> [TRY IT]
Of all the lines in the records below, copy only those that contain the string "double".

> [EXERCISE DATA]
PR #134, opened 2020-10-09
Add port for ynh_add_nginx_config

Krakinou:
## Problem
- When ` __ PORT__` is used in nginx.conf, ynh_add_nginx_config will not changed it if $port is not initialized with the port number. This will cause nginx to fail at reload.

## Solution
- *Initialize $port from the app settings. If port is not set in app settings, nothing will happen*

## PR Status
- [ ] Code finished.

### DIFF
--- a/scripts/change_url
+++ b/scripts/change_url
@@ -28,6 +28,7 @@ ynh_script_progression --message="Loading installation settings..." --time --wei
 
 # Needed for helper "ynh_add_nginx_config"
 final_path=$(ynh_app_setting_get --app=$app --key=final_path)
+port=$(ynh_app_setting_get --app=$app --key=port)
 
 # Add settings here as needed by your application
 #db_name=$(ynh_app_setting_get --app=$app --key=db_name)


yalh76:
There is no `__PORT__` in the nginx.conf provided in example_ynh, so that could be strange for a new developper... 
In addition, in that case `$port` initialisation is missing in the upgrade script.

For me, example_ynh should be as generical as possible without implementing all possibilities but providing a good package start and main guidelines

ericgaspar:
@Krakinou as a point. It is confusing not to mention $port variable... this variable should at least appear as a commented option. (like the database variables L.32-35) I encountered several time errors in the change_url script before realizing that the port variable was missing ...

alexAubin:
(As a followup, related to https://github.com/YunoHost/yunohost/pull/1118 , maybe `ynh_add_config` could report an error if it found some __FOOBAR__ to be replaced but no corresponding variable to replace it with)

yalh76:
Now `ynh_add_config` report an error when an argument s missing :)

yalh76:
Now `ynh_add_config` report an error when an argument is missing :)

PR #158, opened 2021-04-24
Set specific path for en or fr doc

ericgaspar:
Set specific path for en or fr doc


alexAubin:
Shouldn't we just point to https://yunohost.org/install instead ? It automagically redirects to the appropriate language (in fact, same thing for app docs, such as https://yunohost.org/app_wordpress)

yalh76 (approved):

* * *

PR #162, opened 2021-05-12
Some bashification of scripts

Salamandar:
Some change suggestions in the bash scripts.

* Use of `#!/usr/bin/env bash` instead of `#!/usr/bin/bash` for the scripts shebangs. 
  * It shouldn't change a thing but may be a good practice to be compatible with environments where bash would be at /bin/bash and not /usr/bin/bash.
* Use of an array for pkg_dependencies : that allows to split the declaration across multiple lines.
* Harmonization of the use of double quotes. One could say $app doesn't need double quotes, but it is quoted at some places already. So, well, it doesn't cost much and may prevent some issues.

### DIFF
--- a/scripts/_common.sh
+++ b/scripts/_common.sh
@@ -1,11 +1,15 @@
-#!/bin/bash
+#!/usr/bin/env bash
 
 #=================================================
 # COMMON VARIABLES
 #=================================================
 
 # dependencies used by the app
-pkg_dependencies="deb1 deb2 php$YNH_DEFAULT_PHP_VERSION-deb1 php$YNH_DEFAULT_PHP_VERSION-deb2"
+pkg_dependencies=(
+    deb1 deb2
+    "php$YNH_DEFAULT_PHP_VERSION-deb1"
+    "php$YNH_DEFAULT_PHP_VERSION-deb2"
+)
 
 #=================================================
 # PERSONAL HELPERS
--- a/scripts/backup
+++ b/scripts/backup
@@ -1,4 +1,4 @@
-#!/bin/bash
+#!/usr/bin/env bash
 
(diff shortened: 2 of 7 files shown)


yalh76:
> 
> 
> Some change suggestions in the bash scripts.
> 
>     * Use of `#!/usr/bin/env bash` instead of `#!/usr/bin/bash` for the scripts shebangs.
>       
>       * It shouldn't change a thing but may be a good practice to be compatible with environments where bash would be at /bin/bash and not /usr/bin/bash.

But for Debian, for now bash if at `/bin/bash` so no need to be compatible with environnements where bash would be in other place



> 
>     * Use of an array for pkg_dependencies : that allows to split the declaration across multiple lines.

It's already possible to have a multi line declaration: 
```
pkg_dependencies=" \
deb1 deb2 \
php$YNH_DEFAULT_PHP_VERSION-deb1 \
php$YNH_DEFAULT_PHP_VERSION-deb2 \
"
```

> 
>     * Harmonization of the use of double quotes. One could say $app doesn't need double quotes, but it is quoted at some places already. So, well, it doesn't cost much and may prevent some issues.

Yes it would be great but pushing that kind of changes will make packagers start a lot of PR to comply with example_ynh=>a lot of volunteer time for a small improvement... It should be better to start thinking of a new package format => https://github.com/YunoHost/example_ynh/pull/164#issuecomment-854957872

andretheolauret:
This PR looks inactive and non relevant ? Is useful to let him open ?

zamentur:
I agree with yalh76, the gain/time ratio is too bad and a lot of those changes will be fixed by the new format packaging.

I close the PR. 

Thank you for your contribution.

...

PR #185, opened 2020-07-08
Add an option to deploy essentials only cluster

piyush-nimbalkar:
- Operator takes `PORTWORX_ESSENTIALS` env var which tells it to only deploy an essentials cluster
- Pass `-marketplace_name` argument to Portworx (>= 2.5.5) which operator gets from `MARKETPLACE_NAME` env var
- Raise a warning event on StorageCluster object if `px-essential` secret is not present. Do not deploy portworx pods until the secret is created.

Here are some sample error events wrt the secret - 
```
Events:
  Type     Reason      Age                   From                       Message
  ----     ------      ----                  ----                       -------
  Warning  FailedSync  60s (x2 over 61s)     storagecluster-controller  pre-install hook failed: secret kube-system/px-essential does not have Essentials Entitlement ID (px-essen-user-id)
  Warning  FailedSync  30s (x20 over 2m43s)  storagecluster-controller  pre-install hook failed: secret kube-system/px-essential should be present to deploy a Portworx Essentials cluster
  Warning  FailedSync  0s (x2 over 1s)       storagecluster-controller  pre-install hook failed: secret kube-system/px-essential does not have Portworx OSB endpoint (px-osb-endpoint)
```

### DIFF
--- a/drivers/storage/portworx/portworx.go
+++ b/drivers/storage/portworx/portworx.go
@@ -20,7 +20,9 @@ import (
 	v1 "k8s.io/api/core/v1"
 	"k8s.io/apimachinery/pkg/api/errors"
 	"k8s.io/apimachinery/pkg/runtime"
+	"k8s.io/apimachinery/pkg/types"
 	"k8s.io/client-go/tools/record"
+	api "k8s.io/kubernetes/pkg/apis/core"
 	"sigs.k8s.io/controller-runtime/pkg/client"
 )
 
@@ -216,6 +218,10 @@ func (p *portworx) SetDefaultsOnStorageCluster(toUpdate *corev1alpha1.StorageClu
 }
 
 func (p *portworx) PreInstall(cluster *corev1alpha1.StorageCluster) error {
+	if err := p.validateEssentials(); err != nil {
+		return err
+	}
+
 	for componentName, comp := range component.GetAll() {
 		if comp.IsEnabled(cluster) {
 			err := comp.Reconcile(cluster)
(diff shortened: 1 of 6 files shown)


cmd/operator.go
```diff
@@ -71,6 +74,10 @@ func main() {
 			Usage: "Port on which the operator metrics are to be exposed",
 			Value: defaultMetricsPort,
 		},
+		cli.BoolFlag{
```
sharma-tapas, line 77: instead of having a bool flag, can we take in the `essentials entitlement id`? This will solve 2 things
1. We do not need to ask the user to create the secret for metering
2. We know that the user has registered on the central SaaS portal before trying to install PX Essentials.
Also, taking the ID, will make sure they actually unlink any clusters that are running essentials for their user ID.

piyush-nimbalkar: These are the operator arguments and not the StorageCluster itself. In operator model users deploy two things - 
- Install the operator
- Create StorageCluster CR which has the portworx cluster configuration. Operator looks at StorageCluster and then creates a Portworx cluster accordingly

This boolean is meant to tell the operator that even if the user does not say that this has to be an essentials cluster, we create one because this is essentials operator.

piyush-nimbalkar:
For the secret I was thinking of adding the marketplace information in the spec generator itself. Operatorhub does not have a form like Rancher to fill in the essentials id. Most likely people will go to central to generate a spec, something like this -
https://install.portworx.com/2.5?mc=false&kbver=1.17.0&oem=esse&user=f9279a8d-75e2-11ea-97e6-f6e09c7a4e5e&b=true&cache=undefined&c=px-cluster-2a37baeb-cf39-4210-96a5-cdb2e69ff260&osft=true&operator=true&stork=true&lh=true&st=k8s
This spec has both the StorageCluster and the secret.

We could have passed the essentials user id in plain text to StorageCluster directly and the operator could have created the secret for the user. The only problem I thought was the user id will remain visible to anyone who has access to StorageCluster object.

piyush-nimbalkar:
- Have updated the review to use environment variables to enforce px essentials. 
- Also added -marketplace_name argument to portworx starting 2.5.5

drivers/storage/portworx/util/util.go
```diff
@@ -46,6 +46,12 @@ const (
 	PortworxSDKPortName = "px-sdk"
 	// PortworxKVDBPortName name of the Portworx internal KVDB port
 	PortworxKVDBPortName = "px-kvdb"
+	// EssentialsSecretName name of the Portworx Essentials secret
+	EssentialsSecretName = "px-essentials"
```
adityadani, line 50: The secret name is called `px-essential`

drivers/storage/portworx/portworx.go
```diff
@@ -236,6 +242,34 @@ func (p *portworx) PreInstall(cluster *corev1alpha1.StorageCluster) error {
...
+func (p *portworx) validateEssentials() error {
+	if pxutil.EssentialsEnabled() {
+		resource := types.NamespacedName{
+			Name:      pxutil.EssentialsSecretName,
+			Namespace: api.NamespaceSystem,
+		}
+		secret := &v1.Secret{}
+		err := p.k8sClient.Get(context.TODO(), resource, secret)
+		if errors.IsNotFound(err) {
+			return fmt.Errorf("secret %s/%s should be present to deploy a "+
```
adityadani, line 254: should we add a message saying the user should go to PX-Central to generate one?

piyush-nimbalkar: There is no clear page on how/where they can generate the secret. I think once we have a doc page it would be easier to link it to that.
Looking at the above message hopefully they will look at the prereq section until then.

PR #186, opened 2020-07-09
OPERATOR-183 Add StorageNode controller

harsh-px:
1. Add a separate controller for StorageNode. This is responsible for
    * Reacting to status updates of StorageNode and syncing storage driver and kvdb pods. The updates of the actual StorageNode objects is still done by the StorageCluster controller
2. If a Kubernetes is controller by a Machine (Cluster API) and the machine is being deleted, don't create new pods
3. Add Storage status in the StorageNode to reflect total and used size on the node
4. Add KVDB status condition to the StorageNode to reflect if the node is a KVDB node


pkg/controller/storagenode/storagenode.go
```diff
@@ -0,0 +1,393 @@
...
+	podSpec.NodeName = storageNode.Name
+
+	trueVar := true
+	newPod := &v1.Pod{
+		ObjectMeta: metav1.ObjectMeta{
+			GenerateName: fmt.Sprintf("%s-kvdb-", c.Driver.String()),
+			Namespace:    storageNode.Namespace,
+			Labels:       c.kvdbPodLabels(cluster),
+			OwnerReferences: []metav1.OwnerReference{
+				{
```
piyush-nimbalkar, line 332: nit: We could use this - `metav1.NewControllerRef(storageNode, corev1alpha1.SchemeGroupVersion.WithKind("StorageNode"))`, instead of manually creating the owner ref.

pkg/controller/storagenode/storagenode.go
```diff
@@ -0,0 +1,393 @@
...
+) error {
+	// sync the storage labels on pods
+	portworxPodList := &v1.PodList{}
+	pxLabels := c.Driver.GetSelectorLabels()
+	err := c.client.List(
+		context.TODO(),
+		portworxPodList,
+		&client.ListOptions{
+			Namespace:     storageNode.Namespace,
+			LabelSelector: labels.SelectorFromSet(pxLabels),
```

> [ANSWER FOR THE TASK]
* Harmonization of the use of double quotes. One could say $app doesn't need double quotes, but it is quoted at some places already. So, well, it doesn't cost much and may prevent some issues.
>     * Harmonization of the use of double quotes. One could say $app doesn't need double quotes, but it is quoted at some places already. So, well, it doesn't cost much and may prevent some issues.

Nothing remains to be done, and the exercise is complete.